霍加還在挑釁:“警官你這么激動干什么?那些孩子又不是我偷的,要不是我給他們找了新家,他們早死了。”
“我是好人。再說了,有的孩子根本就不是跑丟的,是被自己親生父母給賣了換錢的。”
季瑜猛地捶了一下桌子,眼神凌厲,恨不得這拳是打在霍加的身上。
“你說話注意點,這些都會記在筆錄上。”
他起身出去,準(zhǔn)備把薩迪克叫來畫像。既然不知道彼此的名字,那長相總該是見過的吧。
薩迪克之前和季瑜在一個派出所工作,因為畫像水平很高,比他更早調(diào)到市局刑偵科工作。
在薩迪克的筆下,一個中年女人的樣貌漸漸清晰,長卷發(fā),丹鳳眼,高顴骨。
據(jù)霍加所說,“紅姐”每次見面都打扮得很時髦,經(jīng)常涂著大紅唇,踩著高跟鞋。
“貨”都是他們先談好價格之后,再讓他自己去指定的地點取。
薩迪克快速畫好之后,舉到霍加面前:“是這個人嗎?”
“是她。”霍加點頭,“手藝不錯嘛兄弟。”
薩迪克一臉冷漠,把畫紙扔給季瑜,轉(zhuǎn)身就走:“我下班了。”
季瑜手忙腳亂地接住,在薩迪克手都搭上門把手的那一刻又喊住了他。
“等一下,來都來了,還有一個人呢,一起畫完再走唄。”
薩迪克又退了回來,看了眼手表,“現(xiàn)在是五點零三分,加班費記得給我。”
他調(diào)到市局時唯一的要求就是不能加班,每天一到五點,準(zhǔn)時消失。
“看在你老婆做飯好吃的份上。”
季瑜唇角用力扯出一抹微笑:“我謝謝你還惦記我媳婦。”
他繼續(xù)盤問起了熱合曼農(nóng)藥中毒的事:“到底是誰指使的你?你也是下得去手,那可是你親爺爺。”
霍加也很納悶,他確實是接了這么一個活,準(zhǔn)確來說是兩個活。
但他還沒顧得上干呢,他阿爺自己就去飯館買飯回來,還偏偏就農(nóng)藥中毒了。
霍加辯解道:“我就算再沒有良心,也不可能害我阿爺啊。”
是他阿爺自己不愿意去醫(yī)院的,他只是剛好發(fā)現(xiàn)了碗上印著的飯館名字,順?biāo)浦郏サ昀雉[了一場而已。
季瑜質(zhì)問:“去衛(wèi)生局舉報也是順手嗎?”
“做戲當(dāng)然要做全套了,”霍加一副破罐破摔的模樣,“那人交代了,要把你老婆的店給搞黃,還要把一個服裝店也給搞黃。”
“你說這飯店我還有法子,人家一個賣衣服的,還是賣女裝的,我能鬧啥?嫌衣服太小給我勒得慌嗎?”
“女裝店?”季瑜越聽越覺得不對勁,“叫什么名字?”
霍加:“好像是叫什么無二,一個很奇怪的名字。”
季瑜莫名覺得這個名字有幾分熟悉,好像之前在哪里聽過。
“找你的人叫什么?”
“我已經(jīng)和你們說過了啊。”
“什么時候說的?”
霍加:“剛剛啊,像不都畫完了嗎?”
季瑜還在翻之前的筆錄,以為是自己記岔了,薩迪克已經(jīng)走了,這次是真能下班了。

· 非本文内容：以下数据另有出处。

PR #10282, opened 2026-01-20
Add sidecars through atomic DB updates

zilm13:
## Documentation

## Changelog


zilm13:
It doesn't help with the issue. The sync is still very bad, see graph and log cut:
image

[teku-beacon.log.zip](https://github.com/user-attachments/files/24773716/teku-beacon.log.zip)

季瑜重新拿起剛才放在桌上的畫像,仔細(xì)端詳起了“紅姐”的長相。
有意思,原本兩件毫不相干的事情,竟然被同一個人串了起來。
季瑜:“紅姐來找你的時候,有說過她和這兩家店的老板有什么矛盾嗎?”
霍加回憶了幾分鐘,確定地回答道:“沒有”。
“我們都是拿錢辦事的,哪管這些。”霍加說,“干我們這行的,知道得越多,死得就越快。”

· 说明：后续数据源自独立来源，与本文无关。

PR #10287, opened 2026-01-21
updated DataColumnSidecars to store to file

rolfyone:
This feature would change the storage mechanism of DataColumnSidecars so that they're stored to file directly.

見已經(jīng)從霍加這里問不出來什么了,季瑜和同事交代了一聲,讓他繼續(xù)問霍加這些年一共賣了多少個孩子,都賣到哪里去了。
他則驅(qū)車去了醫(yī)院,病房空無一人。
熱合曼不愿意在醫(yī)院待著,已經(jīng)一個人出院回家了。
季瑜在熱合曼的家中,追問出了農(nóng)藥的真相。
紅姐來的那天,他正好在家,偷聽到了他們的計劃。
紅姐不止讓霍加把兩家店搞黃,還說自己搞到了一批上好的“貨”,有小孩還有年輕女人,問霍加能吃下多少。

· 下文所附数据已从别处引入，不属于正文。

PR #10304, opened 2026-01-29
Enable gossip during optimistic sync for data columns

### LINKED ISSUE #10275: We should subscribe to data columns subnets when following the chain optimistically
When we are in optimistic sync mode:
i.e.:
```
Syncing     *** Slot: 13471644, Head slot: 13471643, Waiting for execution layer sync, Connected peers: 100
```

We don't subscribe to data column subnets. Which means we follow the chain by downloading columns via RPC.
This is particularly relevant when running node in full custody via `p2p-subscribe-all-custody-subnets-enable`.

gfukushima:
## PR Description
This PR uses the flag `subscribedToAllCustodySubnetsEnabled` to reflect whether gossip should be enabled during optimistic sync.

## Fixed Issue(s)

Fixes #10275

## Documentation

## Changelog

---

> [!NOTE]
> **Medium Risk**
> Touches P2P gossip subscription behavior during optimistic sync and changes when sidecar topics are enabled, which could affect network load and sync behavior if the super-node predicate or wiring is incorrect.
> 
> **Overview**
> Enables **data column sidecar gossip during optimistic sync** when the node qualifies as a *super node* (custody group count equals the chain’s max custody groups).
> 
> This introduces `SuperNodeSupplier` and threads an `isSuperNodeSupplier` through `BeaconChainController` → `Eth2P2PNetworkBuilder` → `GossipForkSubscriptions*` → `DataColumnSidecarGossipManager`, which now overrides `isEnabledDuringOptimisticSync()` to consult the supplier (and adds extra trace logging on sidecar receipt). Custody “super node” detection is centralized via new `MiscHelpersFulu.isSuperNode`, removing direct `SpecConfigFulu` usage in `CustodyGroupCountManagerImpl`, with updated/new tests covering the gating behavior and supplier dynamism.
> 
> <sup>Written by [Cursor Bugbot](https://cursor.com/dashboard?tab=bugbot) for commit ce4f0617578ff111549cb4c3526cd94128f24479. This will update automatically on new commits. Configure [here](https://cursor.com/dashboard?tab=bugbot).</sup>


ethereum/statetransition/src/main/java/tech/pegasys/teku/statetransition/datacolumns/DataColumnSidecarManagerImpl.java
```diff
@@ -57,6 +57,7 @@ public DataColumnSidecarManagerImpl(
   @Override
   public SafeFuture<InternalValidationResult> onDataColumnSidecarGossip(
       final DataColumnSidecar dataColumnSidecar, final Optional<UInt64> arrivalTimestamp) {
+    LOG.info("Received data column sidecar from GOSSIP: {}", dataColumnSidecar);
```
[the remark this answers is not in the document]
gfukushima: fixed

networking/eth2/src/main/java/tech/pegasys/teku/networking/eth2/gossip/DataColumnSidecarGossipManager.java
```diff
@@ -21,12 +21,15 @@
...
+  private final boolean subscribedToAllCustodySubnetsEnabled;
 
   public DataColumnSidecarGossipManager(
       final DataColumnSidecarSubnetSubscriptions dataColumnSidecarSubnetSubscriptions,
-      final DasGossipLogger dasGossipLogger) {
+      final DasGossipLogger dasGossipLogger,
+      final boolean subscribeAllCustodySubnetsEnabled) {
     subnetSubscriptions = dataColumnSidecarSubnetSubscriptions;
     this.dasGossipLogger = dasGossipLogger;
+    this.subscribedToAllCustodySubnetsEnabled = subscribeAllCustodySubnetsEnabled;
```
zilm13: It's not a good way to get this information.
Node could be subscribed to all custody subnets because:
- flag subscribe-custody..
- flag custody-override
- node is supernode because of the number of the validators served

Because number of the validators served could change dynamically on any epoch, this case should be handled too. For example check `DataColumnSidecarRecoveringCustodyImpl` how the flag `isSuperNode` is set. You need something similar but the check should be recurrent (because number of the validators could change), we do it usually `onSlot`, but there is no `onSlot` here, I'm not sure what will be the best option. We should do the check at least once per epoch.

gfukushima: I've changed the PR to contemplate the scenarios where you mentioned but the check isn't recurrent, I think this is better than the current state we can work on make the check every epoch on another PR, this might be useful in case the node stays in optimistic sync for too long, correct?

zilm13: It's a bad idea trying to duplicate logic of `CustodyGroupCountManager`. Moreover, you don't cover one of the most common customer's case: validator node with 128+ validators without any command line flags. It should be subscribed to all custody subnets. And it's a reason we need updates of the custody count status: (not all) validators are loaded on initialization stage, when constructor is called, keys decryption takes time, and real numbers breaks in a bit later, that's why we always try to follow status in other components.

gfukushima: since this gossip subscription is checked (for possible new subscriptions start) every epoch I believe we don't need a mechanism to keep checking constantly, I'm relying on the DB variable to tell if the node has changed status and is supernode when the change happens, if so before the epoch transition we should start the subscription for the data column gossip. If this isn't good enough than maybe we can think about a event based logic.

ethereum/statetransition/src/main/java/tech/pegasys/teku/statetransition/datacolumns/DataColumnSidecarManagerImpl.java
zilm13: it's debug or trace

networking/eth2/src/main/java/tech/pegasys/teku/networking/eth2/gossip/forks/versions/GossipForkSubscriptionsFulu.java
```diff
@@ -147,4 +154,22 @@ public void subscribeToDataColumnSidecarSubnet(final int subnetId) {
   public void unsubscribeFromDataColumnSidecarSubnet(final int subnetId) {
     dataColumnSidecarGossipManager.unsubscribeFromSubnetId(subnetId);
   }
+
+  private Supplier<Boolean> isSuperNode() {
```
zilm13: we shouldn't do this
how about something like this?
https://github.com/zilm13/teku/commit/24c45957cbe496ab6d7e204ae5d4e709a97ce192

ethereum/statetransition/src/main/java/tech/pegasys/teku/statetransition/datacolumns/util/SuperNodeSupplier.java
```diff
@@ -0,0 +1,48 @@
...
+
+public class SuperNodeSupplier implements Supplier<Boolean> {
+
+  private final Spec spec;
+  private final boolean isSubscribedToAllCustodySubnetsEnabled;
+  private final Supplier<CustodyGroupCountManager> custodyGroupCountManager;
+
+  public SuperNodeSupplier(
+      final Spec spec,
+      final boolean isSubscribedToAllCustodySubnetsEnabled,
```
zilm13: You don't need to duplicate ths logic, custodyGroupCountManager will return 128 if subscribedToAllCustodySubnets flag is toggled on

You could drop gradle dependency after removing this and tests `shouldReturnTrue_whenExplicitSuperNodeConfigEnabled` and `shouldPrioritizeExplicitConfig_overCustodyCount`

networking/eth2/src/main/java/tech/pegasys/teku/networking/eth2/gossip/DataColumnSidecarGossipManager.java
```diff
@@ -56,4 +60,9 @@ public void subscribe() {
   public void unsubscribe() {
     subnetSubscriptions.unsubscribe();
   }
+
+  @Override
+  public boolean isEnabledDuringOptimisticSync() {
+    return isSuperNodeSupplier.get();
```
zilm13, line 71: we could add small comment how it's linked to this

networking/eth2/src/test/java/tech/pegasys/teku/networking/eth2/gossip/DataColumnSidecarGossipManagerTest.java
```diff
@@ -262,4 +263,71 @@ public void testPublishNotLinkedToSubscription() {
...
+        new DataColumnSidecarGossipManager(subnetSubscriptions, dasGossipLogger, () -> true);
+
+    assertThat(managerWithSuperNode.isEnabledDuringOptimisticSync())
+        .as(
+            "isEnabledDuringOptimisticSync should return true when isSuperNodeSupplier returns true")
+        .isTrue();
+  }
+
+  @TestTemplate
+  public void testIsEnabledDuringOptimisticSync_whenSuperNodeSupplierReturnsFalse() {
```
zilm13: isDisabled

gfukushima: done

ethereum/statetransition/src/main/java/tech/pegasys/teku/statetransition/datacolumns/util/SuperNodeSupplier.java
gfukushima: done

networking/eth2/src/main/java/tech/pegasys/teku/networking/eth2/gossip/DataColumnSidecarGossipManager.java
gfukushima: added a reference to the class that implements the supplier but not sure if there's much to be added in the comment this line of code will be tied to this PR which is tied to the original issue.

zilm13 (approved):
LGTM

PR #1542, opened 2025-03-25
feat!: drop support for locational endpoints

shobsi:
BREAKING CHANGE: Locational endpoints support is not available in BigFrames 2.0.

- [x] Appropriate docs were updated - screen/74LbU3BHHXHz63C

Fixes internal issue 379918500 🦕


shuoweil (approved):

bigframes/_config/bigquery_options.py
```diff
@@ -265,20 +265,16 @@ def use_regional_endpoints(self) -> bool:
             in regions "europe-west3", "europe-west8", "europe-west9",
             "me-central2", "us-central1", "us-central2", "us-east1", "us-east4",
             "us-east5", "us-east7", "us-south1", "us-west1", "us-west2", "us-west3"
```
tswast, line 267: Looks like we cut off a little too much.

```suggestion
            "us-east5", "us-east7", "us-south1", "us-west1", "us-west2", "us-west3"
            and "us-west4".
```

bigframes/constants.py
```diff
@@ -96,22 +96,19 @@
...
     Support for regional endpoints is not yet available in the location
     {location} for BigQuery and BigQuery Storage APIs. For the supported
     locations and APIs see https://cloud.google.com/bigquery/docs/regional-endpoints.
-    For other locations and APIs, currently an older, now deprecated locational
-    endpoints are being used, which requires your project to be allowlisted. In
-    future version 2.0 onwards the locational endpoints will no longer be
-    supported automatically when you enable regional endpoints. However, if you
-    still need them, you will be able to override the endpoints directly by
-    doing the following:
+    For other locations we are falling back to the global APIs. If you have the
```
tswast, line 108: Please don't. I'd rather we fail than fall back to global APIs. Otherwise folks won't know if they are using an unsupported location.

bigframes/session/clients.py
```diff
@@ -104,12 +101,12 @@ def __init__(
...
         ):
             msg = bfe.format_message(
-                bigframes.constants.LEP_DEPRECATION_WARNING_MESSAGE.format(
+                bigframes.constants.REP_NOT_SUPPOERTED_WARNING_MESSAGE.format(
                     location=location
                 ),
                 fill=False,
             )
-            warnings.warn(msg, category=FutureWarning)
+            warnings.warn(msg, category=ResourceWarning)
```
tswast, line 109: This should be an exception, not a warning.

If we want to make sure that we support new regions as they roll out, the alternative is to warn that this might not work but still use the regional endpoint and let the server side do the failing. I'd prefer that alternative, actually.

tswast (changes requested):

bigframes/session/clients.py
tswast: Resolving. I've implemented the alternative. Please test that it works.

tests/system/large/test_location.py
```diff
@@ -172,7 +167,5 @@ def test_bq_lep_endpoints(bigquery_location):
     assert clients_provider.bqclient.location == bigquery_location
     assert (
         clients_provider.bqclient._connection.API_BASE_URL
-        == "https://{location}-bigquery.googleapis.com".format(
-            location=bigquery_location
-        )
+        == "https://bigquery.googleapis.com"
```
tswast, line 170: We should never connect to the global URL if the user requested regional endpoints.

shobsi: Done!

bigframes/session/clients.py
```diff
@@ -195,12 +188,6 @@ def bqconnectionclient(self):
                 bqconnection_options = google.api_core.client_options.ClientOptions(
                     api_endpoint=self._client_endpoints_override["bqconnectionclient"]
                 )
-            elif self._use_regional_endpoints:
```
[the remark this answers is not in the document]
shobsi: REP is not yet implemented for BQ Connection API. I am adding clarification in the `use_regional_endpoints` documentation that it applies only to the BQ and BQ Storage  APIs.

bigframes/constants.py
shobsi: Throwing the exception. Thanks for the commit.

bigframes/_config/bigquery_options.py
shobsi: Thanks for catch!

tswast (approved):
Thanks!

熱合曼老淚縱橫,泣不成聲:“我知道我孫子不務(wù)正業(yè),可我萬萬沒想到,他干的竟然是這種害人的勾當(dāng)。”
“我對不起他父母,是我沒本事,沒教好他,才讓他走上了這條歪路啊。”
熱合曼跪在地上,“農(nóng)藥是我自己放的,跟霍加沒關(guān)系。”